CS2106 in the news: John McCarthy (1927 – 2011)

We lost another pioneer in computing in October.  John McCarthy is well know for his work in AI and LISP, but he has a close connection to the development of operating systems — John McCarthy is one of the earliest developer of time-sharing mechanism.


Lester Earnest first encountered McCarthy at MIT while working on the government’s Semi-Automatic Ground Environment (SAGE) defense system — an early computer network that allowed multiple users to access the system at the same time — and according to Earnest, SAGE inspired McCarthy’s work on time-sharing. “He was first to come up with an idea of how to do time-sharing in a general purpose way, as opposed to special purpose,” Earnest says.

You can read this article by John McCarthy that describes his early involvement in development of time-sharing system.

11 thoughts on “CS2106 in the news: John McCarthy (1927 – 2011)

  1. “Greenspun’s Tenth Rule: Any sufficiently complicated C or Fortran program contains an ad hoc informally-specified bug-ridden slow implementation of half of Common Lisp.”
    As quoted by Paul Graham.

    This is truly a sad month.

  2. yea truly agree.

    Anyway I heard this on twitter…
    And by inventing Lisp, inspired Alan Kay who (with others) invented Smalltalk, which inspired Steve Jobs…

    To sum up, steve jobs’ death was overrated.

      • Haha you’re right, he’s a visionary. Gotta admit he is one who can wield technology and make it usable for the masses.

        Nevertheless, to quote (or rather to misquote) Isaac Newton, Steve Jobs seen further because he stood on the shoulders of Dennis Ritchie and John McCarthy.

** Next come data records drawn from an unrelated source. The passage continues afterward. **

PR #3315, opened 2018-09-17
Lock GNT during withdrawal

Krigpl:
So that it's substracted from the balance.

### DIFF
--- a/golem/ethereum/transactionsystem.py
+++ b/golem/ethereum/transactionsystem.py
@@ -75,6 +75,7 @@ class TransactionSystem(LoopingCallService):
         self._last_gnt_update: Optional[float] = None
         self._payments_locked: int = 0
         self._gntb_locked: int = 0
+        self._gntb_withdrawn: int = 0
         # Amortized gas cost per payment used when dealing with locks
         self._eth_per_payment: int = 0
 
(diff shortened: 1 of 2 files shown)


golem/ethereum/transactionsystem.py
```diff
@@ -483,7 +485,16 @@ def withdraw(
                 amount / denoms.ether,
                 destination,
             )
-            return self._sci.convert_gntb_to_gnt(destination, amount)
+            tx_hash = self._sci.convert_gntb_to_gnt(destination, amount)
+
+            def on_receipt(receipt) -> None:
+                if not receipt.status:
+                    log.error("Failed GNTB withdrawal: %r", receipt)
+                    return
```
maaktweluit: will this be re-tried? else the gntb is locked for ever.

maaktweluit (commented):
LGTM!

One small q, will approve on reply or fix

golem/ethereum/transactionsystem.py
Krigpl: Yeah, I noticed it right after submitting the PR and fixed it already, I hoped nobody has noticed yet :P

maaktweluit (approved):

PR #3317, opened 2018-09-17
use messages with strict slot verification (in `verify_slot`)

shadeofblue:
Golem Core counterpart to https://github.com/golemfactory/golem-messages/pull/264


Krigpl (approved):
waffle

PR #3321, opened 2018-09-19
Rename computation_finished to subtask_finished.

mplebanski:
Refactor a confusing method name very similiar to "finished_computation"
which is a method used to determine task completion.

### DIFF
--- a/apps/core/task/coretask.py
+++ b/apps/core/task/coretask.py
@@ -206,7 +206,7 @@ class CoreTask(Task):
     def computation_failed(self, subtask_id):
         self._mark_subtask_failed(subtask_id)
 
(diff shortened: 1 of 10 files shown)


mplebanski:
This pull requests is actually a question about what is our approach to such changes in the code? This method name is clearly confusing, but some other code might already depend on it.

Wiezzel:
1) What about `computation_failed`?
2) I think we will be getting rid of "subtask" at all, so maybe wait until our new nomenclature is settled? (summon @badb)

badb:
This one should wait until taski API is more precisely defined (and we decide if we want to inform about job being finished, child task being finished or other part of computation being finished)

PR #3322, opened 2018-09-19
Removal NAT type retrieval

mplebanski:
NAT type is not in use, yet it's retrieval takes significant amount of time resulting in a start up slowdown.

### DIFF
--- a/golem/core/hostaddress.py
+++ b/golem/core/hostaddress.py
@@ -139,10 +139,10 @@ def get_external_address(source_port=0):
     :return (str, int, str): tuple with host public address, public port that is
     mapped to local <source_port> and this host nat type
     """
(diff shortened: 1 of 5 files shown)


mplebanski:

        Haha, wolfram…No wonder Siri can do a direct search on wolfram alpha. Probably it was Jobs’ plan to fight against google by teaming up with wolfram.

  3. John McCarthy had a more direct link to Steve Jobs, according to NY Times.


    “In 1972, the laboratory drew national attention when Stewart Brand, the founder of The Whole Earth Catalog, wrote about it in Rolling Stone magazine under the headline “SPACEWAR: Fanatic Life and Symbolic Death Among the Computer Bums.” The article evoked the esprit de corps of a group of researchers who had been freed to create their own virtual worlds, foreshadowing the emergence of cyberspace. “Ready or not, computers are coming to the people,” Mr. Brand wrote.

    Dr. McCarthy had begun inviting the Homebrew Computer Club, a Silicon Valley hobbyist group, to meet at the Stanford lab. Among its growing membership were Steven P. Jobs and Stephen Wozniak, who would go on to found Apple. Mr. Wozniak designed his first personal computer prototype, the Apple 1, to share with his Homebrew friends.”